** WHAT THE EXERCISE ASKS **
Your response should be every line of the data, written out exactly.

** EXCERPTED DATA **
PR #2105, opened 2026-05-19
Added player camera rotation bounds when using custom cameras on guns

dldev32:


mccore/src/main/java/minecrafttransportsimulator/entities/instances/PartGun.java
```diff
@@ -954,9 +957,28 @@ private void handleControl(IWrapperEntity controller) {
                     lastControllerSeat.riderRelativeOrientation.angles.x -= (internalOrientation.angles.x - prevInternalOrientation.angles.x);
                 }
             }
+            if (shouldLockControllerToActiveCamera()) {
```
DonBruce64: Don't sub-routine things only used in one spot unless it's a big section of code that needs to be sub-routined for clarity of code flow.  Boolean conditions should generally not be sub-routined since it just generated extra code calls.  I'm okay with the locking logic being sub-routined if you want it to be.

DonBruce64 (changes requested):
I'm assuming this is to force the camera to follow the gun orientation?  Doesn't it already do this?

** ANSWER BOX **
PR #2105, opened 2026-05-19
Added player camera rotation bounds when using custom cameras on guns

dldev32:


mccore/src/main/java/minecrafttransportsimulator/entities/instances/PartGun.java
```diff
@@ -954,9 +957,28 @@ private void handleControl(IWrapperEntity controller) {
                     lastControllerSeat.riderRelativeOrientation.angles.x -= (internalOrientation.angles.x - prevInternalOrientation.angles.x);
                 }
             }
+            if (shouldLockControllerToActiveCamera()) {
```
DonBruce64: Don't sub-routine things only used in one spot unless it's a big section of code that needs to be sub-routined for clarity of code flow.  Boolean conditions should generally not be sub-routined since it just generated extra code calls.  I'm okay with the locking logic being sub-routined if you want it to be.

DonBruce64 (changes requested):
I'm assuming this is to force the camera to follow the gun orientation?  Doesn't it already do this?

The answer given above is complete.